The cosmetic appearance of the prosthesis36,37 and implant migration and extrusion37,38 are subjective outcome measures, while implant and prosthesis movement are objective, and hence were used as the primary outcome measure in a randomized controlled trial by Shome et al.,30 who compared the differences in implant and prosthetic movement after myoconjunctival enucleation (with non-integrated PMMA implant) with those of two other standard techniques: the traditional muscle imbrication technique (with non-integrated PMMA implant) and enucleation with integrated porous polyethylene implant. They found that myoconjunctival PMMA implant movement was better than the traditional PMMA implant, and was similar to that of the porous polyethylene implant. Even more, prosthesis movement with the myoconjunctival PMMA implant was better than that with either the traditional PMMA or porous polyethylene implants.30

An important aspect of implant movement is the contraction of the rectus muscles. According to the Starling hypothesis,39 muscle contraction is compromised by undue stretching beyond its original length, and this is believed to have been responsible for the decreased implant movement after the traditional imbrication technique. This poor implant movement in turn leads to poor prosthesis movement because spherical implants impart movement to the prosthesis by providing a smooth pivotal surface over which the prosthesis glides passively. This probably accounted for the poorer prosthesis movement in the traditional PMMA group compared with the myoconjunctival technique, where each muscle is sutured to the respective fornix, thus avoiding stretching. One more reason for that difference is that the muscle imbrication over the anterior surface of the implant is associated with higher rate of implant displacement, while the deep orbital placement of the implant, the secure posterior Tenon’s capsule over it, and the suturing of the extraocular muscles to the fornices in the myoconjunctival PMMA implant technique might have helped implant centration better.26,29

The prosthesis movement associated with the myoconjunctival PMMA implant was better than with the integrated porous polyethylene implant. That is possibly because the attachment of the extraocular muscle to the fornices causes exaggerated deepening and shallowing of the fornices when the patient attempts to look in different directions, thereby causing further enhanced prosthesis movement.

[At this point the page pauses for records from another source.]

PR #2795, opened 2024-09-18
Feat/lesq 1046/threads styling wrap up

njblore:
## Description

Music year: 2011

- Replace radio tile component with oakRadioTile from components library

## How to test

1. Go to https://deploy-preview-2795--oak-web-application.netlify.thenational.academy/teachers/programmes/english-primary-ks1/units
3. Click on thread filters on the right
4. You should see the list of units updating on selection
5. Navigating with a keyboard should apply filters as they are moved through, without reloading the page
6. Look and behaviour should match production


src/pages/teachers/programmes/[programmeSlug]/units.tsx
```diff
@@ -222,7 +222,9 @@ const UnitListingPage: NextPage<UnitListingPageProps> = ({
                     <UnitsLearningThemeFilters
                       labelledBy={learningThemesId}
                       learningThemes={learningThemes}
-                      selectedThemeSlug={themeSlug ? themeSlug : "all"}
+                      selectedThemeSlug={
+                        selectedThemeSlug ? selectedThemeSlug : "all"
+                      }
```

Unfortunately, many complications are associated with integrated implants. Rates of exposure and postoperative inflammation of integrated HA implants range from 0% to 22%,15,30–44 while it is almost (0%) for silicone implants.45 Buettner and Bartley42 proposed that exposure of HA implants is related to the inflammatory reaction incited by the implant or by delayed fibrous ingrowth. Goldberg et al.46 suggested that use of HA implants, even with exposure, was less likely to lead to extrusion or infection compared with exposure with silicone or acrylic implants. Shields et al.47 described 100 cases of HA implants, among which they reported six patients with excessive postoperative orbital pain, two patients with wound edema, and one patient with erosion. In another report of 250 cases they described eight patients with conjunctival thinning, four patients with erosions, and one with orbital infection.48

ConclusionIn conclusion, orbital implants have been used for more than a century. Serious complications can occur, but they do so infrequently. Different surgical techniques were described in the literature; both the myoconjunctival enucleation technique (with non-integrated implant) and the integrated porous orbital implant technique result in better implant and prosthesis movement than the traditional muscle imbrication enucleation technique with a PMMA implant.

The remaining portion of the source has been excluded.